И дитя, которое этот оборванный бродяга с испитым лицом висельника вытащил из кучи тряпья, валявшегося на дне цыганской кибитки, вовсе не было каким-нибудь там безродным подкидышем. Уж слишком походило оно на портрет отца барона Адриана, на тот самый портрет, что безраздельно владычествовал над диваном в гостиной Хедебю. Адриан узнал это кроткое, утонченное лицо с большими мечтательными глазами, которыми прежде столь часто любовался. Мало того, что у брата был сын! Так этот нищий пащенок мог еще похвалиться унаследованной от его прародителей красотой, которая не выпала на долю ни одной из дочерей барона Адриана!
Но в этот миг последнему из Лёвеншёльдов мало было проку от его красоты. Когда отец вытащил ребенка из саней, тот почти без памяти повис у него на руках. Мальчик закатил глаза, руки и щеки его посинели от холода.
Из намерения барона Адриана выпроводить брата со двора крепкой бранью так ничего и не вышло. Напротив того, когда Йёран пошел к крыльцу с ребенком на руках и барон Адриан прочитал в его взгляде робкий вопрос, то он тотчас позабыл все, что ему пришлось претерпеть по милости своего брата. Позабыл он и все горести, которые Йёран причинил покойным батюшке с матушкой, и настежь распахнул перед ним двери родительского дома.
Однако дальше передней Йёран Лёвеншёльд не пошел. Когда брат распахнул перед ним двери залы и цыганский барон увидел полыхающий огонь в камине, увидел мебель и штофные обои, знакомые ему с детства, он остановился и покачал головой.
— Нет! — сказал он. — Это не для меня! Дальше не пойду. Но, может быть, ты позаботишься о ребенке?

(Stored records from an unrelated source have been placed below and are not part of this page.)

PR #715, opened 2019-09-26
fix: use commit author for project creator

### LINKED ISSUE #713: `renku log` returns the wrong creator of Project
**Describe the bug**
`renku log` erroneously yields the current `git` user as the `Project` `Creator`  instead of yielding the user who initiated the project. 

Additionally this causes `renku log` to fail in cases where the git user is not configured.

rokroskar:
The PR corrects the wrong behavior that the user executing the git command was being set as the project creator. Instead, if the project creator does not exist, the git history of `.renku/metadata.yml` is searched for the first commit and its author is used as the project creator. 

closes #713

### DIFF
--- a/renku/core/management/repository.py
+++ b/renku/core/management/repository.py
@@ -217,8 +217,13 @@ class RepositoryApiMixin(GitCore):
         """Check if the path is a valid CWL file."""
         return path.startswith(self.cwl_prefix) and path.endswith('.cwl')
 
-    def find_previous_commit(self, paths, revision='HEAD'):
-        """Return a previous commit for a given path."""
+    def find_previous_commit(self, paths, revision='HEAD', return_first=False):
+        """Return a previous commit for a given path starting from ``revision``.
+
+        :param revision: revision to start from, defaults to ``HEAD``
+        :param return_first: show the first commit in the history
+        :raises KeyError: if path is not present in the given commit
+        """
         file_commits = list(self.repo.iter_commits(revision, paths=paths))
 
         if not file_commits:
@@ -228,7 +233,7 @@ class RepositoryApiMixin(GitCore):
                 )
             )
 
-        return file_commits[0]
+        return file_commits[-1 if return_first else 0]
 
     @cached_property
     def workflow_names(self):
--- a/renku/core/models/datasets.py
+++ b/renku/core/models/datasets.py
@@ -340,7 +340,6 @@ def _convert_keyword(keywords):
 @jsonld.s(
     type='schema:Dataset',
     context={
-        'added': 'schema:dateCreated',
         'affiliation': 'schema:affiliation',
         'alternate_name': 'schema:alternateName',
         'email': 'schema:email',
@@ -570,9 +569,10 @@ class Dataset(Entity, CreatorsMixin):
                     dataset_file.client = client
 
         try:
-            self.commit = self.client.find_previous_commit(
-                self.path, revision=self.commit or 'HEAD'
-            )
+            if self.client:
+                self.commit = self.client.find_previous_commit(
+                    self.path, revision=self.commit or 'HEAD'
+                )
         except KeyError:
             # if with_dataset is used, the dataset is not committed yet
             pass
--- a/renku/core/models/jsonld.py
+++ b/renku/core/models/jsonld.py
@@ -401,7 +401,8 @@ class JSONLDMixin(ReferenceMixin):
 
         for migration in set(migrations):
             data = migration(data)
-            __source__ = migration(__source__)
+            if __source__:
+                __source__ = migration(__source__)
 
         if data['@context'] != cls._jsonld_context:
             try:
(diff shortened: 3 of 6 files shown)


renku/models/datasets.py
```diff
@@ -340,7 +340,6 @@ def _convert_keyword(keywords):
 @jsonld.s(
     type='schema:Dataset',
     context={
-        'added': 'schema:dateCreated',
```
mohammad-sdsc: Why is this removed?

tests/test_dataset.py
```diff
@@ -25,7 +25,142 @@
...
+identifier: a4034ad6-dcf5-4e84-be4f-1a4a1440c800
+in_language: null
+keywords: []
+license: null
+name: newdata
+path: .renku/datasets/a4034ad6-dcf5-4e84-be4f-1a4a1440c800
+tags: []
+url: null
+version: null
+"""
```
mohammad-sdsc: I'd rather put this in a separate file.

tests/test_projects.py
```diff
@@ -153,3 +153,33 @@ def test_project_datetime_loading(project_meta):
...
+    project = client.project
+    project.creator = None
+    project.to_yaml()
+    client.repo.git.commit(
+        '-a', '--amend', '-C', 'HEAD', '--author',
+        'Johnny Doe <johndoe123456@example.com>', '--no-verify'
+    )
+    # now the creator should be the one from the commit
+    project = Project.from_yaml(client.renku_metadata_path, client=client)
+    assert project.creator.email == 'johndoe123456@example.com'
```
mohammad-sdsc: I'd suggest to use a different email address to make the change more clear.

renku/api/repository.py
```diff
@@ -216,8 +216,12 @@ def is_cwl(self, path):
         """Check if the path is a valid CWL file."""
         return path.startswith(self.cwl_prefix) and path.endswith('.cwl')
 
-    def find_previous_commit(self, paths, revision='HEAD'):
-        """Return a previous commit for a given path."""
+    def find_previous_commit(self, paths, revision='HEAD', first=False):
+        """Return a previous commit for a given path starting from ``revision``.
+
+        :param revision: revision to start from, defaults to ``HEAD``
+        :param first: instead of last, show the first commit in the history
```
jsam: If we are doing this change then let's add the most important part of it: exceptions being raised =))

renku/api/repository.py
```diff
@@ -216,8 +216,12 @@ def is_cwl(self, path):
         """Check if the path is a valid CWL file."""
         return path.startswith(self.cwl_prefix) and path.endswith('.cwl')
 
-    def find_previous_commit(self, paths, revision='HEAD'):
-        """Return a previous commit for a given path."""
+    def find_previous_commit(self, paths, revision='HEAD', first=False):
```
jsam: Can we rename this param to more explicit description? I propose `return_head` or `return_first`. That way its easier to reason while reading the usage of the function without going to function docs.

renku/api/repository.py
```diff
@@ -227,7 +231,7 @@ def find_previous_commit(self, paths, revision='HEAD'):
                 )
             )
 
-        return file_commits[0]
+        return file_commits[-1 if first else 0]
```
jsam: This will explode if file_commits is []. We should add a sentinel and raise proper renku exception in this case.

tests/test_dataset.py
jsam: We could create it as a fixture and put it into the fixture directory. If we decide to go this path I propose we create a list of all such testing fixtures (I remember there are project ones as well) and knock them out there.

renku/api/repository.py
rokroskar: it's raised a few lines above - the code only gets here if `file_commits` is not empty

renku/models/datasets.py
rokroskar: because having two mappings to `schema:dateCreated` is not possible and I kept the one coming from `Dataset`. We should find another solution for this value in `DatasetFile` but I don't know at the moment what the correct term would be.

tests/test_dataset.py
rokroskar: I actually decided to just generate the metadata - since the metadata is currently in flux I think this makes sense for the time being.

renku/api/repository.py
rokroskar: done

renku/models/datasets.py
mohammad-sdsc: Just keep in mind that if triples are not generated for `dateCreated` then it's probably the bug that I saw the other day about `isBasedOn`. You need to re-add this here in that case.

rokroskar: ah no, they were being created, that was the problem - the ones from the `Dataset` itself were not, however, because in the `context` you can apparently only map a term once - in this case `dateCreated` was mapped to `created` and `added.

rokroskar: but you're right - if at a later point we actually want to export the `added` information, it needs to be added above 👍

Как драгоценнейшее сокровище принял у него из рук ребенка барон Адриан и, желая отогреть маленькое тельце, начал гладить его и растирать. Ни одну из женщин своего дома не позвал он на помощь. Хоть он и знал, что в дальнейшем ему без них не обойтись, но в эти первые мгновения он жаждал владеть ребенком безраздельно. И вдруг торопливо, словно стыдясь своей слабости, он ласково прильнул щетинистой щекой к холодной и грязной щечке нищего ребенка.

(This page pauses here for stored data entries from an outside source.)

Issue #684, opened 2019-09-18
bug: when renku dataset create fails, metadata still created


emmjab:
**Describe the bug**
When `renku dataset create <name of dataset>` fails, there is still metadata created in `.renku` (but not a new directory under `data/`) which causes the subsequent attempt at creating a dataset with the same name to fail "mysteriously".

**To Reproduce**
1. `renku dataset create mydataset` <-- with some stuff that fails; you could try un-configuring your git config name and email, for instance.
2. `renku dataset create mydataset`

**Expected behavior**
Instead, it should be possible to create the dataset with the same name since the first time failed.

emmjab:
Just to add to this -- if a `renku dataset add` fails (can test by trying to add data from a fake path), and you accidentally wrote the wrong name for the dataset, a `data/<dataset name>` folder gets created and metadata get added for that new dataset name. I think the folder & metadata should be removed (or never added) if no data comes through.

mohammad-sdsc:
The issue with accidental creation of a dataset will be addressed in https://github.com/SwissDataScienceCenter/renku-python/issues/688 where we add an explicit command line argument for creation of non-existing datasets.

Issue #720, opened 2019-10-01
Decouple Renku from Click exceptions


jsam:
Currently, most of Renku exceptions are coupled with Click exceptions. To separate dependencies of renku core and click we need to first separate those exceptions.

Panaetius:
This applies to all `renku/core/commands/*` files

jsam:
The first step has been made in #690, the remaining work has been broken down into following tickets #703, #702, #720, #722.

Panaetius:
I already removed the respective exceptions in import/export in #702 so it'd be a good idea to wait for this until #702 is done

PR #729, opened 2019-10-02
fix: clean up dataset references when create or add fails

mohammad-sdsc:

# Description

When creating a dataset (either directly or via add command) fails, we cannot repeat the command by some weird error message. This is because symbolic references to dataset metadata is created and not removed upon an error. This PR fixes this issue by cleaning up after a failure.

Fixes https://github.com/SwissDataScienceCenter/renku-python/issues/684

## Type of change

## Checklist

### DIFF
--- a/renku/core/management/datasets.py
+++ b/renku/core/management/datasets.py
@@ -110,11 +110,19 @@ class DatasetsApiMixin(object):
     def with_dataset(self, name=None):
         """Yield an editable metadata object for a dataset."""
         dataset = self.load_dataset(name=name)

— Он так походит на батюшку, — чуть дрогнувшим голосом сказал он. — Счастлив ты, Йёран, что у тебя есть сын.
Когда барон Йёран увидел, как брат его прижал к груди ребенка, ему бы тут же и понять, что владелец Хедебю готов отныне предоставить ему хлеб и кров до самого его последнего часа только за то, что ему выпало счастье иметь сына. Барону Йёрану следовало бы понять и то, что отныне его брат будет необычайно снисходителен ко всему его глумливому балагурству, к его лености и картежничеству, к его бражничеству и никогда больше ни единым словом не попрекнет его.